VMware Launches “Cloud OS” vSphere
Upgrade to virtual infrastructure product boosts fault-tolerance and expands to smaller businesses, as well as including networks and storage
Virtualisation giant VMware has launched a platform that combines servers, storage and networks within data centres into one scalable resource, at the same time extending its virtualised services to better support fault-tolerance and smaller data centres.
The announcement, which VMware is billing as “the first operating system for the internal cloud”, will be presented in the US by four CEOs, with earlier briefings given under embargo, including one in London. The main plank is a long-anticipated upgrade from VMware’s Virtual Infrastructure product version 3, with increased support for virtualised storage and networking, making it able to support a whole virtualised data centre that can operate across internal resources and public clouds such as those provided by Amazon.
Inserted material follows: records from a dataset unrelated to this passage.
Issue #414, opened 2024-09-29
Be able to download files via custom forms


dantownsend:
At the moment, custom forms just return a string, which is then displayed in Piccolo Admin.

It would be nice if custom forms could also return a `File` object which is then downloaded by the user.

This would be very useful if the custom form is being used to run a report, and the user wants to download a CSV file.

At the moment, the only choice is to return all of the data as a string, or upload it to something like an Amazon S3 bucket.

PR #416, opened 2024-09-30
414 Be able to download files via custom forms

dantownsend:
Resolves https://github.com/piccolo-orm/piccolo_admin/issues/414

Remaining tasks:

- [x] Allow file downloads via custom forms
- [x] Add tests
- [x] Add docs

For a future PR:

- Add a streaming file response option for large files


piccolo_admin/example.py
```diff
@@ -399,6 +403,14 @@ def validate_email(cls, v):
         return v
 
 
+class DownloadMoviesModel(BaseModel):
+    director_name: str
```
sinisaos, line 407: Should we add a field validator, that director name must not be empty? Something like this.
```python
class DownloadMoviesModel(BaseModel):
    director_name: str

    @field_validator("director_name")
    def validate_director_name(cls, v):
        if v == "":
            raise ValueError("it cannot be empty")
        return v
```
Without that if an empty string is entered in the form, Piccolo admin downloads an empty `csv` file

piccolo_admin/example.py
```diff
@@ -399,6 +403,14 @@ def validate_email(cls, v):
...
+
+
+class DownloadScheduleModel(BaseModel):
+    date: datetime.date
```
sinisaos, line 411: The date field is displayed as a regular string field. I think we should add `v-bind:format="property.format"` to `NewForm` [InputField](https://github.com/piccolo-orm/piccolo_admin/blob/master/admin_ui/src/components/NewForm.vue#L8-L17). After that, the datetime picker field is displayed.

sinisaos:
@dantownsend I think this is a great feature. I left a couple of comments. Maybe it's for some other PR, but now I noticed that Pydantic validation errors not displayed well in UI.

error

dantownsend:
> @dantownsend I think this is a great feature. I left a couple of comments. Maybe it's for some other PR, but now I noticed that Pydantic validation errors not displayed well in UI.
> 
> error

That's interesting - definitely needs improvement! Thanks for highlighting it.

piccolo_admin/example.py
dantownsend: Good point

sinisaos:
@dantownsend Our `parseErrorResponse` utility function works fine, but the problem was in the `responseType blob` in the axios post request. When we use `responseType blob`, we need to use the [text() method to read the content from the Blob](https://developer.mozilla.org/en-US/docs/Web/API/Blob#extracting_data_from_a_blob). We need to replace this part of code 

https://github.com/piccolo-orm/piccolo_admin/blob/0132344e752bf55be79530b18982947d9638c233/admin_ui/src/components/FormAdd.vue#L122-L127

with this
```javascript
if (axios.isAxiosError(error) && error.response) {
    const responseData =
        error.request.responseType === "blob" &&
        error.response.data instanceof Blob &&
        error.response.data.type &&
        error.response.data.type
            .toLowerCase()
            .indexOf("json") != -1
            ? JSON.parse(await error.response.data.text())
            : error.response.data
    this.errors = parseErrorResponse(
        responseData,
        error.response.status
    )
}
```
After that we displayed the error messages nicely as before. 

error


Hope that helps.

dantownsend:
> @dantownsend Our `parseErrorResponse` utility function works fine, but the problem was in the `responseType blob` in the axios post request. When we use `responseType blob`, we need to use the [text() method to read the content from the Blob](https://developer.mozilla.org/en-US/docs/Web/API/Blob#extracting_data_from_a_blob). We need to replace this part of code
> 
> https://github.com/piccolo-orm/piccolo_admin/blob/0132344e752bf55be79530b18982947d9638c233/admin_ui/src/components/FormAdd.vue#L122-L127
> 
> with this
> 
> ```js
> if (axios.isAxiosError(error) && error.response) {
>     const responseData =
>         error.request.responseType === "blob" &&
>         error.response.data instanceof Blob &&
>         error.response.data.type &&
>         error.response.data.type
>             .toLowerCase()
>             .indexOf("json") != -1
>             ? JSON.parse(await error.response.data.text())
>             : error.response.data
>     this.errors = parseErrorResponse(
>         responseData,
>         error.response.status
>     )
> }
> ```
> 
> After that we displayed the error messages nicely as before.
> 
> error
> 
> Hope that helps.

That's really helpful - thanks!

I wasn't sure what negative effects `responseType blob` would have - it's required for binary files to download correctly.

piccolo_admin/example.py
dantownsend: Done

sinisaos:
> I wasn't sure what negative effects `responseType blob` would have - it's required for binary files to download correctly.

@dantownsend Exactly, `responseType blob` is required to download binaries correctly. With the changes from the previous comment, we downloaded the files correctly and formatted the error messages correctly.

dantownsend:
OK, I've added the blob -> JSON conversion logic now.

dantownsend:
I think the PR is done now.

It ended up being huge because I broke down `example.py` into multiple files because it was getting extremely large.

By breaking it up, it also means I can more easily include chunks of it in the Sphinx docs using `literalinclude`.

Warning - to run the app locally now, you do `python -m piccolo_admin.example.app`.

piccolo_admin/example/forms/csv.py
```diff
@@ -0,0 +1,46 @@
...
+
+from pydantic import BaseModel
+from starlette.requests import Request
+
+from piccolo_admin.endpoints import FileResponse, FormConfig
+from piccolo_admin.example.tables import Movie
+
+
+class DownloadMoviesModel(BaseModel):
+    director_name: str
```
sinisaos, line 12: Just a reminder. Should we add a field validator, that director name must not be empty? Something like this.

```python
class DownloadMoviesModel(BaseModel):
    director_name: str

    @field_validator("director_name")
    def validate_director_name(cls, v):
        if v == "":
            raise ValueError("it cannot be empty")
        return v
```

Without that if an empty string is entered in the form, Piccolo admin downloads an empty csv file

dantownsend: OK, I forgot about that - will change it now.

dantownsend: Done

dantownsend:
@sinisaos Do you see anything else, or am I good to merge?

I know it's a massive PR, with a lot of noise in it.

dantownsend:
@sinisaos Cool, thanks a lot - I really appreciate it 👍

“Everyone else makes users jump the chasm between the internal and the external cloud,” said Northern Europe director Matt Piercy at the London event. “We combine the two to make a private cloud.” The combination, like a virtual private network is based on public infrastructure, but “feels like it’s yours,” he said.
Stressing the openness of vSphere, he said: “You have not checked into the Hotel California of cloud computing for ever.” Just as a server operating system deals with the complexities of the hardware and supports applications, vSphere would do that for the whole data centre, he said.
Compared with VMware Infrastructure 3, vSPhere offers a 30 percent increase in consolidation ratios, allowing more virtual servers to be run on the same hardware, claimed Frederick Sjostedt, director of product marketing, EMEA. It will also save about 50 percent on storage thanks to thin provisioning, he said, as well as saving an additional 20 percent on power and cooling, as a distributed power management feature uses VMware’s VMotion feature to move all virtual machines onto as few physical servers as possible, so others can be switched off. “The power savings from all VMware vSphere 4 customers over one year could power a country the size of Denmark for 10 days,” he claimed.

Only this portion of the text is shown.